PR #3031, opened 2022-10-28
refactor: Make location-search module up-to-date with new coding guidelines

gorandalum:
- Naming with correct suffixes
- Only accessed through index.ts
- Navigation/Routing types and helpers in its own file ´navigation-types.ts`

Inline with the [coding guidelines](https://github.com/AtB-AS/docs-private/blob/main/kundevendt-development-guidelines.md).


rosvik (approved):
LGTM 👍

HanneLH:
Tested on Android and iOS and the Location search work as before ✅

PR #3032, opened 2022-10-31
feature: add more filters to global messages

Nisha1306:
Closes https://github.com/AtB-AS/kundevendt/issues/2326

Includes:

 - Filtering global messages by app version
 - Filtering global messages by app Platform i.e. ios, android
 - Some refactoring
 
image


src/global-messages/converters.ts
```diff
@@ -59,6 +73,11 @@ function mapToContexts(data: any): GlobalMessageContext[] | undefined {
     .filter(Boolean) as GlobalMessageContext[];
 }
 
+function isAppPlatformValid(platforms: AppPlatformType[]) {
+  if (!platforms) return true;
+  return !!platforms.find((platform) => platform === Platform.OS);
```
Nisha1306, line 78: Wondering if we should make this comparison case insensitive. wdut?

gorandalum: Yeah, seems like a good idea :+1:

src/global-messages/types.ts
```diff
@@ -0,0 +1,34 @@
...
+
+export type GlobalMessageType = {
+  id: string;
+  active: boolean;
+  title?: LanguageAndText[];
+  body: LanguageAndText[];
+  type: Statuses;
+  context: GlobalMessageContext[];
+  isDismissable?: boolean;
+};
```
gorandalum, line 34: I think it would be slightly better if this type is derived from `GlobalMessageRaw`. You can look into `Omit`.

src/global-messages/types.ts
```diff
@@ -0,0 +1,34 @@
+import {LanguageAndText} from '@atb/reference-data/types';
+import {Statuses} from '@atb/theme';
+
+export type AppPlatformType = 'ios' | 'android';
+
+export type GlobalMessageContext =
```
gorandalum, line 6: I think it would be better if this is named `GlobalMessageContextType`. This would also make it less likely to be confused with the `GlobalMessagesContext`.

gorandalum (changes requested):
Nice! Just some small comments.

Also good that some improvements are done to the module, like the `GlobalMessage`/`GlobalMessageType` naming. When you are at it, I think you can do the last changes necessary for making this an "up-to-date" module with the latest guidelines. So make an `index.ts` file and make sure all imports are through `@atb/global-messages`.

Also remember to update the documentation here:
https://github.com/AtB-AS/docs-private/blob/main/How-to-update-info-messages-in-app.md

rosvik:
If I understand this correctly, all of the messages with device and version numbers set will still be shown on older versions of the app (Less than v1.28, if this becomes part of the next release). Should we try to make it possible to include/exclude these versions?

src/global-messages/converters.ts
```diff
@@ -1,32 +1,46 @@
...
   if (!result) return;
 
   const body = mapToLanguageAndTexts(result.body);
   const title = mapToLanguageAndTexts(result.title);
   const context = mapToContexts(result.context);
   const type = mapToMessageType(result.type);
   const isDismissable = result.isDismissable;
+  const appVersionMin = result.appVersionMin;
+  const appVersionMax = result.appVersionMax;
+  const platforms = result.appPlatform;
```
gorandalum, line 37: `appPlatforms`?

Nisha1306:
> If I understand this correctly, all of the messages with device and version numbers set will still be shown on older versions of the app (Less than v1.28, if this becomes part of the next release). Should we try to make it possible to include/exclude these versions?

Nisha1306:
@rosvik  @gorandalum Updated to version 2. Also updated the documentation. https://github.com/AtB-AS/docs-private/blob/main/How-to-update-info-messages-in-app.md

rosvik (approved):
Looks good 💯

gorandalum (approved):

PR #3033, opened 2022-10-31
refactor: Map departures request fixes

jorelosorio:


src/components/map/components/DeparturesDialogSheet.tsx
```diff
@@ -43,17 +43,82 @@ const DeparturesDialogSheet = ({
...
+    data: stopDetailsData,
+    isLoading: isStopDetailsLoading,
+    error: stopDetailsError,
+  } = stopDetailsState;
+
+  const stopPlace = stopDetailsData?.stopPlaces?.[0];
+  const isLoading = isStopDetailsLoading || isGeocoderSearching;
+  const didLoadingDataFail = !!geocoderError || !!stopDetailsError;
+
+  const memoizedComponents = useMemo(() => {
```
gorandalum, line 66: Why use `useMemo` here? Seems a little strange as there are no expensive calculations. From the React doc for ùseMemo`:
> This optimization helps to avoid expensive calculations on every render.

gorandalum (approved):

src/components/map/components/DeparturesDialogSheet.tsx
jorelosorio: Is not expensive but avoids re-calculation 😅, I took the concept from other places like `src/components/bottom-sheet/BottomSheetContext.tsx`, do you want me to change it to a function instead?

gorandalum: In the bottom-sheet there is some technicality with calculating the animation and stuff like that which makes it necessary. I think here we can just skip `useMemo`. Using `useMemo` is not without risk, as dependencies can be forgotten causing bugs in the implementation.

jorelosorio: Fixed :)

gorandalum (approved):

□ □ □ □ □

### DESCRIPTION OF THE TASK
The entire listing above, every line of it, should be copied out exactly.

### SOLUTION TO THIS EXERCISE
PR #3031, opened 2022-10-28
refactor: Make location-search module up-to-date with new coding guidelines

gorandalum:
- Naming with correct suffixes
- Only accessed through index.ts
- Navigation/Routing types and helpers in its own file ´navigation-types.ts`

Inline with the [coding guidelines](https://github.com/AtB-AS/docs-private/blob/main/kundevendt-development-guidelines.md).


rosvik (approved):
LGTM 👍

HanneLH:
Tested on Android and iOS and the Location search work as before ✅

PR #3032, opened 2022-10-31
feature: add more filters to global messages

Nisha1306:
Closes https://github.com/AtB-AS/kundevendt/issues/2326

Includes:

 - Filtering global messages by app version
 - Filtering global messages by app Platform i.e. ios, android
 - Some refactoring
 
image


src/global-messages/converters.ts
```diff
@@ -59,6 +73,11 @@ function mapToContexts(data: any): GlobalMessageContext[] | undefined {
     .filter(Boolean) as GlobalMessageContext[];
 }
 
+function isAppPlatformValid(platforms: AppPlatformType[]) {
+  if (!platforms) return true;
+  return !!platforms.find((platform) => platform === Platform.OS);
```
Nisha1306, line 78: Wondering if we should make this comparison case insensitive. wdut?

gorandalum: Yeah, seems like a good idea :+1:

src/global-messages/types.ts
```diff
@@ -0,0 +1,34 @@
...
+
+export type GlobalMessageType = {
+  id: string;
+  active: boolean;
+  title?: LanguageAndText[];
+  body: LanguageAndText[];
+  type: Statuses;
+  context: GlobalMessageContext[];
+  isDismissable?: boolean;
+};
```
gorandalum, line 34: I think it would be slightly better if this type is derived from `GlobalMessageRaw`. You can look into `Omit`.

src/global-messages/types.ts
```diff
@@ -0,0 +1,34 @@
+import {LanguageAndText} from '@atb/reference-data/types';
+import {Statuses} from '@atb/theme';
+
+export type AppPlatformType = 'ios' | 'android';
+
+export type GlobalMessageContext =
```
gorandalum, line 6: I think it would be better if this is named `GlobalMessageContextType`. This would also make it less likely to be confused with the `GlobalMessagesContext`.

gorandalum (changes requested):
Nice! Just some small comments.

Also good that some improvements are done to the module, like the `GlobalMessage`/`GlobalMessageType` naming. When you are at it, I think you can do the last changes necessary for making this an "up-to-date" module with the latest guidelines. So make an `index.ts` file and make sure all imports are through `@atb/global-messages`.

Also remember to update the documentation here:
https://github.com/AtB-AS/docs-private/blob/main/How-to-update-info-messages-in-app.md

rosvik:
If I understand this correctly, all of the messages with device and version numbers set will still be shown on older versions of the app (Less than v1.28, if this becomes part of the next release). Should we try to make it possible to include/exclude these versions?

src/global-messages/converters.ts
```diff
@@ -1,32 +1,46 @@
...
   if (!result) return;
 
   const body = mapToLanguageAndTexts(result.body);
   const title = mapToLanguageAndTexts(result.title);
   const context = mapToContexts(result.context);
   const type = mapToMessageType(result.type);
   const isDismissable = result.isDismissable;
+  const appVersionMin = result.appVersionMin;
+  const appVersionMax = result.appVersionMax;
+  const platforms = result.appPlatform;
```
gorandalum, line 37: `appPlatforms`?

Nisha1306:
> If I understand this correctly, all of the messages with device and version numbers set will still be shown on older versions of the app (Less than v1.28, if this becomes part of the next release). Should we try to make it possible to include/exclude these versions?

Nisha1306:
@rosvik  @gorandalum Updated to version 2. Also updated the documentation. https://github.com/AtB-AS/docs-private/blob/main/How-to-update-info-messages-in-app.md

rosvik (approved):
Looks good 💯

gorandalum (approved):

PR #3033, opened 2022-10-31
refactor: Map departures request fixes

jorelosorio:


src/components/map/components/DeparturesDialogSheet.tsx
```diff
@@ -43,17 +43,82 @@ const DeparturesDialogSheet = ({
...
+    data: stopDetailsData,
+    isLoading: isStopDetailsLoading,
+    error: stopDetailsError,
+  } = stopDetailsState;
+
+  const stopPlace = stopDetailsData?.stopPlaces?.[0];
+  const isLoading = isStopDetailsLoading || isGeocoderSearching;
+  const didLoadingDataFail = !!geocoderError || !!stopDetailsError;
+
+  const memoizedComponents = useMemo(() => {
```
gorandalum, line 66: Why use `useMemo` here? Seems a little strange as there are no expensive calculations. From the React doc for ùseMemo`:
> This optimization helps to avoid expensive calculations on every render.

gorandalum (approved):

src/components/map/components/DeparturesDialogSheet.tsx
jorelosorio: Is not expensive but avoids re-calculation 😅, I took the concept from other places like `src/components/bottom-sheet/BottomSheetContext.tsx`, do you want me to change it to a function instead?

gorandalum: In the bottom-sheet there is some technicality with calculating the animation and stuff like that which makes it necessary. I think here we can just skip `useMemo`. Using `useMemo` is not without risk, as dependencies can be forgotten causing bugs in the implementation.

jorelosorio: Fixed :)

gorandalum (approved):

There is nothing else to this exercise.